§ Exercise requirements
Copy all lines in the material holding the string "include".

= Beginning of Section =

PR #754, opened 2020-09-23
Fix/buffer mp

barendgehrels:
This reverts the removal of monotonic sections in previous PR, because it is indeed for optimization as Adam mentioned. Difference in performance is around 20%

Instead it fixes the type used for partitioning, and extends the type checking to various places where partitioning is used in buffer (and in assign_parents).

For the type checking I added a file (and it uses `static_assert` and `std::is_same` now :-) )

### DIFF
--- a/include/boost/geometry/algorithms/detail/buffer/get_piece_turns.hpp
+++ b/include/boost/geometry/algorithms/detail/buffer/get_piece_turns.hpp
@@ -149,6 +149,43 @@ class piece_turn_visitor
         return ! m_rings[piece1.first_seg_id.multi_index].has_concave;
     }
 
+    template <std::size_t Dimension, typename Iterator, typename Box>
+    inline void move_begin_iterator(Iterator& it_begin, Iterator it_beyond,
+                                    signed_size_type& index, int dir,
+                                    Box const& this_bounding_box,
+                                    Box const& other_bounding_box)
+    {
+        for(; it_begin != it_beyond
+                && it_begin + 1 != it_beyond
+                && detail::section::preceding<Dimension>(dir, *(it_begin + 1),
+                                                         this_bounding_box,
+                                                         other_bounding_box,
+                                                         m_robust_policy);
+            ++it_begin, index++)
+        {}
+    }
+
+    template <std::size_t Dimension, typename Iterator, typename Box>
+    inline void move_end_iterator(Iterator it_begin, Iterator& it_beyond,
+                                  int dir, Box const& this_bounding_box,
+                                  Box const& other_bounding_box)
+    {
+        while (it_beyond != it_begin
+            && it_beyond - 1 != it_begin
+            && it_beyond - 2 != it_begin)
+        {
+            if (detail::section::exceeding<Dimension>(dir, *(it_beyond - 2),
+                        this_bounding_box, other_bounding_box, m_robust_policy))
+            {
+                --it_beyond;
+            }
+            else
+            {
+                return;
+            }
+        }
+    }
+
     template <typename Piece, typename Section>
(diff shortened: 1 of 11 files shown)


vissarion (approved):
That looks ok to me.

include/boost/geometry/core/check_for_same_type.hpp
```diff
@@ -0,0 +1,44 @@
...
+    template <typename Geometry1, typename Geometry2>
+    static inline void apply(Geometry1 const& , Geometry2 const& )
+    {
+      static_assert(std::is_same
+          <
+              typename geometry::coordinate_type<Geometry1>::type,
+              typename geometry::coordinate_type<Geometry2>::type
+          >::value, "Coordinate types in geometries should be the same");
+    }
+};
```
awulkiew, line 37: 3 problems with that:
- this tool static asserts for the same `coordinate_type` not the same type
- we already have similar tools for checking assertions about dimensions placed in a file where `geometry::dimension` is defined
- these tools are free functions

So I think this should be moved to `core/coordinate_type.hpp`, be called `assert_same_coordinate_type` or `assert_coordinate_type_equal` etc. and be implemented as a free function just like dimension utils.

barendgehrels: Sounds good, thank you. I'll update the PR.

barendgehrels: It's updated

= End of Section =

§ Solution for this exercise
--- a/include/boost/geometry/algorithms/detail/buffer/get_piece_turns.hpp
+++ b/include/boost/geometry/algorithms/detail/buffer/get_piece_turns.hpp
include/boost/geometry/core/check_for_same_type.hpp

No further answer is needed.